Wednesday, Aug 6: 10:30 AM - 12:20 PM
4182
Contributed Papers
Music City Center
Room: CC-102B
Main Sponsor
Business and Economic Statistics Section
Presentations
Transfer learning is a framework for specifying and refining knowledge about the effects that transfer between a set of source (training) and of target (prediction) data. An open problem is addressing the empirical phenomenon of negative transfer, whereby the transfer learner performs worse on the target data after taking the source data into account than before. In this talk, I will introduce a Bayesian perspective on negative transfer and a method to address it. The key insight is that negative transfer can stem from misspecified prior information about non-transferable causes of the source data. Our proposed method does not require prior knowledge of the source data, and is thus applicable in the presence of latent confounders. Moreover, the learner need not have access to observations in the target task (be able to "fine-tune"), and instead makes use of proxy (indirect) information. Our theoretical results show that the threat of negative transfer does not depend on the informativeness of the proxy information, and our method applies even when only noisy indirect information is available. This talk is based on the paper available at https://arxiv.org/abs/2411.03263.
Keywords
Bayesian methods
machine learning
transfer learning
robust inference
latent confounders
nuisance variables
We study the problem of rank elicitation within the Mallows model, where a permutation $\pi$ is sampled proportional to \( \exp(-\beta d(\pi, \sigma)) \), with $\sigma$ representing a central ranking and $\beta$ as the dispersion parameter.
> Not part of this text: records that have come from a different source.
PR #386, opened 2019-12-17
fixes #384

### LINKED ISSUE #384: [bug] Swarm.dial_peer only tries first multiaddress before failing
## What was wrong?

`Swarm.dial_peer()` only tries the first out of the multiaddresses provided, it does not interate over them till a connection is established.

(As a side-effect, the selection uses the `0` key, even though further up there is a dodgy and cryptic `not` check, this is still a KeyError that can be unaccounted for)

### Code that ~~produced~~contains the ~~error~~bug

https://github.com/libp2p/py-libp2p/blob/d503950179c810a881a31f3b273021de137d83d8/libp2p/network/swarm.py#L96

## How can it be fixed?

Iterate over all known multiaddresses, continue to the next one when one attempt fails or returns nothing, and stop when a connection has finally been established.

ShadowJonathan:
also adds MultiError to libp2p/exceptions.py

    and an additional fixme I have noticed

## What was wrong?

Issue #384

## How was it fixed?

Adding an `for .. in` iteration to the multiaddresses, also splitting the function into `dial_peer` and `dial_addr` for convenience and clarity.

### To-Do

- [ ] Clean up commit history

#### Cute Animal Picture

### DIFF
--- a/libp2p/exceptions.py
+++ b/libp2p/exceptions.py
@@ -8,3 +8,9 @@ class ValidationError(BaseLibp2pError):
 
 class ParseError(BaseLibp2pError):
     pass
+
+
+class MultiError(BaseLibp2pError):
+    """Raised with multiple exceptions."""
+
+    # todo: find some way for this to fancy-print all encapsulated errors
--- a/libp2p/network/swarm.py
+++ b/libp2p/network/swarm.py
@@ -19,6 +19,7 @@ from libp2p.transport.transport_interface import ITransport
 from libp2p.transport.upgrader import TransportUpgrader
 from libp2p.typing import StreamHandlerFn
 
+from ..exceptions import MultiError
 from .connection.raw_connection import RawConnection
 from .connection.swarm_connection import SwarmConn
 from .exceptions import SwarmException
@@ -90,14 +91,49 @@ class Swarm(INetwork):
         except PeerStoreError:
             raise SwarmException(f"No known addresses to peer {peer_id}")
 
-        if not addrs:
+        if len(addrs) == 0:
             raise SwarmException(f"No known addresses to peer {peer_id}")
 
-        multiaddr = addrs[0]
+        exceptions: List[SwarmException] = []
+
+        # Try all known addresses
+        for multiaddr in addrs:
+            try:
+                return await self.dial_addr(multiaddr, peer_id)
+            except SwarmException as e:
+                exceptions.append(e)
+                logger.debug(
+                    "encountered swarm exception when trying to connect to %s, "
+                    "trying next address...",
+                    multiaddr,
+                    exc_info=e,
+                )
+
+        # Tried all addresses, raising exception.
+        if len(exceptions) > 0:
+            raise SwarmException(
+                "unable to connect to %s, all addresses failed to dial (with exceptions)",
+                peer_id,
+            ) from MultiError(exceptions)
+        else:
+            raise SwarmException(
+                "unable to connect to %s, all addresses failed to dial", peer_id
+            )
+
+    async def dial_addr(self, addr: Multiaddr, peer_id: ID) -> INetConn:
+        """
+        dial_addr try to create a connection to peer_id with addr.
+
+        :param addr: the address we want to connect with
+        :param peer_id: the peer we want to connect to
+        :raises SwarmException: raised when an error occurs
+        :return: muxed connection
+        """
+
         # Dial peer (connection to peer does not yet exist)
         # Transport dials peer (gets back a raw conn)
         try:
-            raw_conn = await self.transport.dial(multiaddr)
+            raw_conn = await self.transport.dial(addr)
         except OpenConnectionError as error:
             logger.debug("fail to dial peer %s over base transport", peer_id)
             raise SwarmException(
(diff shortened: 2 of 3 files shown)


libp2p/exceptions.py
```diff
@@ -8,3 +8,9 @@ class ValidationError(BaseLibp2pError):
 
 class ParseError(BaseLibp2pError):
     pass
+
+
+class MultiError(BaseLibp2pError):
+    """Raised with multiple exceptions."""
+
+    # todo: find some way for this to fancy-print all encapsulated errors
```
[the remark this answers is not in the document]
ShadowJonathan: That's what i'm implying with that comment right there, but I have no idea how to make stack trace printing of these exceptions not botch itself with `__str__`, but instead play nice with existing libraries that extract stack trace information, which I don't know how to do, thus the comment.

libp2p/network/swarm.py
```diff
@@ -90,14 +91,49 @@ def set_stream_handler(self, stream_handler: StreamHandlerFn) -> None:
         except PeerStoreError:
             raise SwarmException(f"No known addresses to peer {peer_id}")
 
-        if not addrs:
+        if len(addrs) == 0:
             raise SwarmException(f"No known addresses to peer {peer_id}")
```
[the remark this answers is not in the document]
ShadowJonathan: It's actually still possible for IPeerStore to return an empty set, though this would not alter behavior much, iteration will not start, and it'll cascade direction to an exception. Though I would have to change wording for that to make sense.

libp2p/network/swarm.py
```diff
@@ -87,17 +88,53 @@ def set_stream_handler(self, stream_handler: StreamHandlerFn) -> None:
...
+            )
+
+    async def dial_addr(self, addr: Multiaddr, peer_id: ID) -> INetConn:
+        """
+        dial_addr try to create a connection to peer_id with addr.
+
+        :param addr: the address we want to connect with
+        :param peer_id: the peer we want to connect to
+        :raises SwarmException: raised when an error occurs
+        :return: muxed connection
```
mhchia:
```suggestion
        :return: network connection
```

libp2p/network/swarm.py
```diff
@@ -87,17 +88,53 @@ def set_stream_handler(self, stream_handler: StreamHandlerFn) -> None:
...
+        # Tried all addresses, raising exception.
+        if len(exceptions) > 0:
+            raise SwarmException(
+                "unable to connect to %s, no addresses established a successful connection "
+                "(with exceptions)",
+                peer_id,
+            ) from MultiError(exceptions)
+        else:
+            raise SwarmException(
+                "unable to connect to %s, no addresses established a successful connection "
```
mhchia: ditto

libp2p/network/swarm.py
```diff
@@ -87,17 +88,53 @@ def set_stream_handler(self, stream_handler: StreamHandlerFn) -> None:
...
+                    "encountered swarm exception when trying to connect to %s, "
+                    "trying next address...",
+                    multiaddr,
+                    exc_info=e,
+                )
+
+        # Tried all addresses, raising exception.
+        if len(exceptions) > 0:
+            raise SwarmException(
+                "unable to connect to %s, no addresses established a successful connection "
```
mhchia: Is this a typo? I think `SwarmException` is not able to resolve the format string. Besides, we favor f-string and `.format` over `%s` style format string.

libp2p/network/swarm.py
mhchia: Besides, we should never enter here, right? If `len(exceptions) <= 0`, it means we got no exception when performing `dial_addr`. The only possible situation is `len(addrs) == 0`, which can be checked by `if not addrs:`.

libp2p/network/swarm.py
```diff
@@ -87,17 +88,53 @@ def set_stream_handler(self, stream_handler: StreamHandlerFn) -> None:
...
-            raise SwarmException(f"No known addresses to peer {peer_id}")
+        except PeerStoreError as error:
+            raise SwarmException(f"No known addresses to peer {peer_id}") from error
 
-        if not addrs:
-            raise SwarmException(f"No known addresses to peer {peer_id}")
+        exceptions: List[SwarmException] = []
+
+        # Try all known addresses
+        for multiaddr in addrs:
```
mhchia: Since you add the case we can try all addresses, would you mind adding a test for it?

libp2p/network/swarm.py
ShadowJonathan: My thought was that you guys used `%s` for exception and log formatting, I'll correct this.

libp2p/network/swarm.py
ShadowJonathan: Yup, will do, I'll add test cases for:
1. No addresses
2. Multiple addresses
3. Explicitly one address
4. One address (that doesn't work)
5. Multiple addresses (that don't work)

libp2p/network/swarm.py
ShadowJonathan: I'll change the `addr` variable to have a type hinting of it being an `Multiaddr` iterative/generator. I'll make `exceptions` be the check as to if an iteration has been run at all, and if not, change the wording on the second one as to point directly to that. (With a note in a comment that tells why exactly the program only gets there when it did not encounter any addresses in the generator)

mhchia: > I'll change the addr variable to have a type hinting of it being an Multiaddr iterative/generator.

Could you elaborate more on the reason that `addrs` should be an iterator/generator? IMO the deleted `if not addrs:` above can already sufficiently replace the `else` branch here and it's more explicit to me.

ShadowJonathan: Alright, then I'll do that.

ShadowJonathan:
I'm planning to make those first before marking it as complete and requesting reviews, yeah. 👍

PR #387, opened 2019-12-17
Store peer ids in set instead of list and check if peer id exist before access

NIC619:
## What was wrong?

Possible issue: https://github.com/ethereum/trinity/issues/1395

## How was it fixed?

- store peer ids in set so there's no duplicated peer id due to re-adding peer.
- check if peer id exist in the dict before accessing.

### To-Do

- [ ] Clean up commit history

### DIFF
--- a/libp2p/pubsub/gossipsub.py
+++ b/libp2p/pubsub/gossipsub.py
@@ -246,7 +246,7 @@ class GossipSub(IPubsubRouter):
                         # Combine fanout peers with selected peers
                         fanout_peers.update(
                             self._get_in_topic_gossipsub_peers_from_minus(
-                                topic, self.degree - fanout_size, fanout_peers
+                                topic, self.degree - fanout_size, list(fanout_peers)
                             )
                         )
                 self.fanout[topic] = fanout_peers
@@ -278,7 +278,7 @@ class GossipSub(IPubsubRouter):
             # Selects the remaining number of peers (D-x) from peers.gossipsub[topic].
             if topic in self.pubsub.peer_topics:
                 selected_peers = self._get_in_topic_gossipsub_peers_from_minus(
-                    topic, self.degree - fanout_size, fanout_peers
+                    topic, self.degree - fanout_size, list(fanout_peers)
                 )
                 # Combine fanout peers with selected peers
                 fanout_peers.update(selected_peers)
@@ -417,7 +417,7 @@ class GossipSub(IPubsubRouter):
             if num_mesh_peers_in_topic < self.degree_low:
                 # Select D - |mesh[topic]| peers from peers.gossipsub[topic] - mesh[topic]
                 selected_peers = self._get_in_topic_gossipsub_peers_from_minus(
-                    topic, self.degree - num_mesh_peers_in_topic, self.mesh[topic]
+                    topic, self.degree - num_mesh_peers_in_topic, list(self.mesh[topic])
                 )
 
                 for peer in selected_peers:
@@ -430,7 +430,7 @@ class GossipSub(IPubsubRouter):
             if num_mesh_peers_in_topic > self.degree_high:
                 # Select |mesh[topic]| - D peers from mesh[topic]
                 selected_peers = GossipSub.select_from_minus(
-                    num_mesh_peers_in_topic - self.degree, self.mesh[topic], []
+                    num_mesh_peers_in_topic - self.degree, list(self.mesh[topic]), []
                 )
                 for peer in selected_peers:
                     # Remove peer from mesh[topic]
@@ -470,10 +470,10 @@ class GossipSub(IPubsubRouter):
                     selected_peers = self._get_in_topic_gossipsub_peers_from_minus(
                         topic,
                         self.degree - num_fanout_peers_in_topic,
-                        self.fanout[topic],
+                        list(self.fanout[topic]),
                     )
                     # Add the peers to fanout[topic]
-                    self.fanout[topic].Update(selected_peers)
+                    self.fanout[topic].update(selected_peers)
 
     def gossip_heartbeat(self) -> DefaultDict[ID, Dict[str, List[str]]]:
         peers_to_gossip: DefaultDict[ID, Dict[str, List[str]]] = defaultdict(dict)
@@ -484,7 +484,7 @@ class GossipSub(IPubsubRouter):
                 if topic in self.pubsub.peer_topics:
                     # Select D peers from peers.gossipsub[topic]
                     peers_to_emit_ihave_to = self._get_in_topic_gossipsub_peers_from_minus(
-                        topic, self.degree, self.mesh[topic]
+                        topic, self.degree, list(self.mesh[topic])
                     )
 
                     msg_id_strs = [str(msg_id) for msg_id in msg_ids]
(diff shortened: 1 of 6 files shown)


libp2p/pubsub/gossipsub.py
```diff
@@ -499,7 +502,7 @@ def gossip_heartbeat(self) -> DefaultDict[ID, Dict[str, List[str]]]:
                 if topic in self.pubsub.peer_topics:
                     # Select D peers from peers.gossipsub[topic]
                     peers_to_emit_ihave_to = self._get_in_topic_gossipsub_peers_from_minus(
-                        topic, self.degree, self.fanout[topic]
+                        topic, self.degree, list(self.fanout[topic])
```
mhchia: ditto

libp2p/pubsub/pubsub.py
```diff
@@ -316,8 +315,7 @@ def _handle_dead_peer(self, peer_id: ID) -> None:
 
         for topic in self.peer_topics:
             if peer_id in self.peer_topics[topic]:
-                # Delete the entry if no other peers left
-                self.peer_topics[topic].remove(peer_id)
+                self.peer_topics[topic].discard(peer_id)
```
mhchia: Nit: as mentioned above.

libp2p/pubsub/gossipsub.py
```diff
@@ -469,10 +472,10 @@ def fanout_heartbeat(self) -> None:
                     selected_peers = self._get_in_topic_gossipsub_peers_from_minus(
                         topic,
                         self.degree - num_fanout_peers_in_topic,
-                        self.fanout[topic],
+                        list(self.fanout[topic]),
```
mhchia: ditto

libp2p/pubsub/gossipsub.py
```diff
@@ -416,24 +419,24 @@ def mesh_heartbeat(
...
+                    self.mesh[topic].add(peer)
 
                     # Emit GRAFT(topic) control message to peer
                     peers_to_graft[peer].append(topic)
 
             if num_mesh_peers_in_topic > self.degree_high:
                 # Select |mesh[topic]| - D peers from mesh[topic]
                 selected_peers = GossipSub.select_from_minus(
-                    num_mesh_peers_in_topic - self.degree, self.mesh[topic], []
+                    num_mesh_peers_in_topic - self.degree, list(self.mesh[topic]), []
```
mhchia: Same as the note about `minus: Sequence`

libp2p/pubsub/gossipsub.py
```diff
@@ -215,44 +215,47 @@ def _get_peers_to_send(
...
                 if not topic_in_fanout or (
                     topic_in_fanout and fanout_size < self.degree
                 ):
                     if topic in self.pubsub.peer_topics:
                         # Combine fanout peers with selected peers
-                        fanout_peers += self._get_in_topic_gossipsub_peers_from_minus(
-                            topic, self.degree - fanout_size, fanout_peers
+                        fanout_peers.update(
+                            self._get_in_topic_gossipsub_peers_from_minus(
+                                topic, self.degree - fanout_size, list(fanout_peers)
```
mhchia: Instead of performing `list` on `self.mesh[topic]`, does it make sense to change  `minus: Sequence`  in `_get_in_topic_gossipsub_peers_from_minus` to `Iterable` and pass `self.mesh[topic]` directly?

libp2p/pubsub/gossipsub.py
```diff
@@ -416,24 +419,24 @@ def mesh_heartbeat(
             if num_mesh_peers_in_topic < self.degree_low:
                 # Select D - |mesh[topic]| peers from peers.gossipsub[topic] - mesh[topic]
                 selected_peers = self._get_in_topic_gossipsub_peers_from_minus(
-                    topic, self.degree - num_mesh_peers_in_topic, self.mesh[topic]
+                    topic, self.degree - num_mesh_peers_in_topic, list(self.mesh[topic])
```
mhchia: ditto

libp2p/pubsub/gossipsub.py
```diff
@@ -266,25 +269,25 @@ def _get_peers_to_send(
...
+        fanout_peers: Set[ID] = self.fanout[topic] if topic_in_fanout else set()
         fanout_size = len(fanout_peers)
         if not topic_in_fanout or (topic_in_fanout and fanout_size < self.degree):
             # There are less than D peers (let this number be x)
             # in the fanout for a topic (or the topic is not in the fanout).
             # Selects the remaining number of peers (D-x) from peers.gossipsub[topic].
             if topic in self.pubsub.peer_topics:
                 selected_peers = self._get_in_topic_gossipsub_peers_from_minus(
-                    topic, self.degree - fanout_size, fanout_peers
+                    topic, self.degree - fanout_size, list(fanout_peers)
```
mhchia: ditto

libp2p/pubsub/gossipsub.py
```diff
@@ -215,44 +215,47 @@ def _get_peers_to_send(
         :param origin: peer id of the peer the message originate from.
         :return: a generator of the peer ids who we send data to.
         """
-        send_to: List[ID] = []
+        send_to: Set[ID] = set()
```
mhchia: IMO the return value of `_get_peers_to_send` can be changed to `Set[ID]` accordingly.

libp2p/pubsub/gossipsub.py
```diff
@@ -75,14 +73,11 @@ def __init__(
         self.fanout = {}
 
         # Create peer --> protocol mapping
-        self.peers_to_protocol = {}
+        self.peer_protocol = {}
```
ChihChengLiang: Are we assuming each peer only supports one protocol here?

libp2p/pubsub/gossipsub.py
```diff
@@ -121,17 +116,13 @@ def add_peer(self, peer_id: ID, protocol_id: TProtocol) -> None:
...
-            self.peers_gossipsub.append(peer_id)
-        elif protocol_id == floodsub.PROTOCOL_ID:
-            self.peers_floodsub.append(peer_id)
-        else:
+        if protocol_id not in (PROTOCOL_ID, floodsub.PROTOCOL_ID):
             # We should never enter here. Becuase the `protocol_id` is registered by your pubsub
             #   instance in multistream-select, but it is not the protocol that gossipsub supports.
             #   In this case, probably we registered gossipsub to a wrong `protocol_id`
             #   in multistream-select, or wrong versions.
             raise Exception(f"Unreachable: Protocol={protocol_id} is not supported.")
```
ChihChengLiang: We might able to make this unreachable exception a ValueError now
```suggestion
             raise ValueError(f"Protocol={protocol_id} is not supported.")
```

libp2p/pubsub/gossipsub.py
```diff
@@ -603,6 +586,12 @@ def _get_in_topic_gossipsub_peers_from_minus(
         rpc_msg: bytes = packet.SerializeToString()
 
         # 3) Get the stream to this peer
+        if sender_peer_id not in self.pubsub.peers:
```
ChihChengLiang: Feel like this is a "look before you leap" style, the downside is that we have to check every time we access the `self.pubsub.peers`. In a future refactor, raising and catching PeerNotFound exception might look nicer.

libp2p/pubsub/gossipsub.py
```diff
@@ -603,6 +586,12 @@ def _get_in_topic_gossipsub_peers_from_minus(
...
+            logger.debug(
+                "Fail to responed to iwant request from %s: peer disconnected",
```
ChihChengLiang: The wording "peer disconnected" might be misleading here. The symptom is we can't find the peer in `pubsub.peers` but the wording assumes the cause of it. Maybe just say `"can't find {sender_peer_id} in pubsub.peers"`?

libp2p/pubsub/gossipsub.py
NIC619: Yes, a peer supports either floodsub or gossipsub.

PR #388, opened 2019-12-17
Remove all asyncio.sleep statements from tests

ShadowJonathan:
## What was wrong?

Currently nearly all tests under `tests/` arbitrarily wait with `asyncio.sleep(0.01)` (or a greater number) to effectively hide the race conditions that some underlying library code are intentionally or unintentionally making for the tests, or to loop through one event loop iteration.

Talking to @mhchia while going through tests and making tests available to windows (in preparation for after #380), it's been agreed to remove these `sleep` statements and replace them with logic that cascades only when a specific requisite for that tests has been asynchronously set in place. (actual test intentions will also be written in docstring, if not clear)

## Why is this change needed?

`asyncio.sleep()` delays per wall clock, it:
1. Does not care what it's underlying system clock speed is, tests could heavily differ per machine speed.
2. Waits *arbitrarily*, it does not wait for the *specific hinted requisite/state* that that tests needs from the event loop before continuing.

### To-Do

- [ ] Work through all todo items and clear up sleep statement per test.
- [ ] Confirm testing works as intended

- [ ] Clean up commit history

### DIFF
--- a/tests/examples/test_chat.py
+++ b/tests/examples/test_chat.py
@@ -47,7 +47,7 @@ async def connect_write(host_a, host_b):
         await stream.write(message.encode())
 
     # Reader needs time due to async reads
-    await asyncio.sleep(2)
+    await asyncio.sleep(2)  # todo: remove sleep or justify existence
 
     await stream.close()
     assert received == messages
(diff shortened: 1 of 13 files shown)


ShadowJonathan:
I will close this as there has been no activity on this repository for a year.

Issue #382, opened 2019-12-16
Uniform formatting format across library


ShadowJonathan:
The current library uses a mix of `"" %`, `"%s".format` and `"{}".format` everywhere.

`"" %` formatting is heavily outdated (up for debate), alongside it being relatively un-pythonic.

Since python 3.6 (the current minimally supported version of this library), "f-strings" were introduced, this formalizes down from `"{}".format` into `f"{}"`:
```py
value = "supercalifragilisticexpialidocious"

# Percentage formatting with symbol
"%s" % value

# Percentage formatting with format call
"%s".format(value)

# Brace formatting with format call
"{0!s}".format(value)

# Brace formatting with f-string
f"{value!s}"
```

Even if f-strings would not be a good, viable or a desirable candidate, I at *least* am asking if there would be a *consistent* formatting style across the library. With a coding style document somewhere to note this down, and/or linters to enforce this (`flake8-pep3101` , `flake8-string-format`).

pipermerriam:
Note that there are [good reasons](https://github.com/ethereum/snake-charmers-tactical-manual/issues/19#issuecomment-442616682) why logging statements should use `%s` style formatting.  :+1: to all of the others being consistent.  `f-strings` are the current standard we're using elsewhere.

ShadowJonathan:
`flake-pep3101` still reports that there are modulo formatting operators used in some files, and if f-strings are the standard, it should be indicated in some coding style document somewhere, I'm still seeing some normal `.format` calls here and then.

ShadowJonathan:
But I'll get started on checking and correcting formatting mistakes, I'm even going to make a linter that enforces f-strings to incorporate in this library (as I don't see any made specifically to make f-strings a norm in the files that it would check)

mhchia:
After searching, we only have one `.format` here: https://github.com/libp2p/py-libp2p/blob/4b01c33d54d88c1d8e9e8e5247b0c97b1d45ab15/libp2p/host/basic_host.py#L96.

ShadowJonathan:
So to summarize:

f-strings everywhere *except* for log entries, which use `%s`, correct?

ShadowJonathan:
@pipermerriam 

Because if so, then I'm thinking of making another branch + draft PR that:
1. Changes everything to use f-strings (except logging)
2. Adds a styling document or a notation in `README.md` about this styling (and a note that clears up logging using `%s`)
[...]

PR #389, opened 2019-12-18
Apply f-string formatting to everything (except logging)

ShadowJonathan:
## What was wrong?

Issue #382 

### To-Do

- [ ] Clean up commit history

#### Cute Animal Picture


libp2p/transport/tcp/tcp.py
```diff
@@ -91,5 +100,52 @@ def create_listener(self, handler_function: THandler) -> TCPListener:
...
+        # ipv6: (host, port, flowinfo, scopeid)
+        addr, port = sock.getsockname()[:2]
+        ip = p_code(P_IP6).name
+
+    else:
+        raise NotImplementedError(
+            f"Cannot convert socket to multiaddr, socket family is of {sock.family}"
+        )
+
+    return Multiaddr(f"/{ip}/{addr}/{t_proto}/{port}")
```
ShadowJonathan: I started changing `Multiaddr("/ip4/%s/tcp/%s" % socket.getsockname())` till I realized it needed an actual working function, so I made one.

pipermerriam: Typically we would request that this type of substantive change to functionality be submitted separately from the other changes.  Do you think you could extract this refactor into it's own PR that we'll review and merge separately and this branch can be based on top of that other branch?

ShadowJonathan: Yes, I'll do that.

libp2p/crypto/ecc.py
```diff
@@ -32,7 +32,7 @@ def get_type(self) -> KeyType:
         return KeyType.ECC_P256
 
     def verify(self, data: bytes, signature: bytes) -> bool:
-        raise NotImplementedError
+        raise NotImplementedError()
```
mhchia: Actually `raise NotImplementedError` works: https://docs.python.org/3/reference/simple_stmts.html#the-raise-statement

libp2p/tools/interop/daemon.py
```diff
@@ -56,7 +56,7 @@ def __init__(
         is_pubsub_signing: bool = False,
         is_pubsub_signing_strict: bool = False,
     ) -> None:
-        args = [f"-listen={str(control_maddr)}"]
+        args = [f"-listen={control_maddr!s}"]
```
mhchia: Note: IMO `str(control_maddr)` is more explicit, but never mind.

ShadowJonathan: More bytes. 

Also `!s` is proper for brace formatting over `str`, and they're essentially the same thing internally.

libp2p/crypto/ecc.py
ShadowJonathan: Huh, thanks for telling. I personally like putting braces after them (to be more explicit), but I'll reverse these changes if that's requested.

mhchia:
Would you mind fixing the conflict so that I can merge it? Thanks!

ShadowJonathan:
> Would you mind fixing the conflict so that I can merge it? Thanks!
Fixed 👍

mhchia:
Sorry, that I failed to merge it previously. Would you mind fixing the conflict again? 😢 Thank you!

ShadowJonathan:
@mhchia fixed it 👍

mhchia:
Thank you! Please ignore the failure of `tests_interop` for now, due to some breaking changes in the dependency `p2pclient`.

Specifically, we study a general class of $L_\alpha$ distances \( d_\alpha(\pi, \sigma) = \sum_{i=1}^n (\pi(i) - \sigma(i))^\alpha \). For any $\alpha \geq 1$ and any $\beta > 0$, we present a Polynomial-Time Approximation Scheme (PTAS) that achieves two key objectives: (i) estimating the partition function \( Z_n(\beta, \alpha) \) within a multiplicative factor of \( 1 \pm \epsilon \), and (ii) generating samples $\epsilon$-close (in total variation distance) to the true distribution. Leveraging this approximation, we design an efficient Maximum Likelihood Estimation (MLE) algorithm that jointly infers the true underlying ranking, the dispersion parameter, and the distance parameter metric. This work is the first to study metric learning alongside preference learning in the context of Mallows models.
Keywords
Rank Elicitation
Mallows Model
MLE
Preference Elicitation
The selection of skilled funds in the financial market is critical for both investors and researchers. While existing methods for identifying skilled funds under multiple testing frameworks are abundant, most overlook the challenges posed by heavy-tailed and serially dependent data. In this talk, we propose a general framework for multiple testing of alpha in a simple signal-noise model, leveraging adaptive regression techniques based on the data's tail properties. For heavy-tailed data, we introduce a quantile-adjusted method to correct alpha bias. Using a sample-splitting strategy, we derive symmetrically distributed test statistics under the null and compute a data-driven significance threshold. We also extend the model to account for time series dependence. This work is supported by the startup fund of City University of Hong Kong.
Keywords
False discovery rate
Factor models
High-dimensional time series
Sample-splitting
Robust inference
Participation inequality-where most users contribute little content-in the rapidly expanding creator economy threatens platform sustainability. To address this, we introduce a novel theory-based AI-driven approach for platform strategists involving three steps: (1) A generative AI (GenAI) agent perceives its environment through data understanding and pattern recognition; (2) It learns creators' engagement states and behaviors via dynamic learning; and (3) It conducts counterfactual analyses using real-world data to generate personalized, engagement-state-based strategies. Using online literary markets for empirical investigation, we show that our GenAI agent can identify multiple engagement states and generate tailored, AI-optimized incentives that enhance platform revenue while reducing participation inequality. Our research demonstrates how advanced AI models can improve platform managers' strategic decision-making and support content creators' entrepreneurial efforts.
Keywords
Generative AI, strategic management, participation inequality, creator economy, engagement
Fintech companies use advanced algorithms on non-traditional data to assess creditworthiness but access to credit is often restricted by supply-side barriers such as limited financial infrastructure, high costs, strict documentation, and demand-side barriers like poor financial literacy, financial instability, and cultural concerns. We aim to promote financial inclusion in this process by developing a multi-step Bayesian choice model that considers loan defaults conditional on a loan product, a marginal model for the different loan products, and an intricate prior regularization to handle high dimensionality. The motivating application includes high-dimensional data from tens of thousands of customers, bringing major computational challenges. To ensure fairness, we conduct a counterfactual analysis by simulating random product assignments and studying the connection between product selection and default outcomes. This approach confirmed the model's ability to perform reliably even for unseen data patterns. Addressing bias and default risks with high-valued performance metrics, the model provides a practical solution for sustainable lending practices using mobile footprint data.
Keywords
Fintech
Bayesian choice model
Financial inclusion
Counterfactual
Mobile footprints
Insurers are increasingly vulnerable to multiple sources of risks, including climate-related risks and market risks. Multi-risk stress testing models that simultaneously test a firm's likelihood to survive multiple catastrophic events are scarce, and existing models do not properly account for dynamic feedback due to agents continual interactions with the environment. Whereas there exists strong interdependence between human actions, the environment, and risks.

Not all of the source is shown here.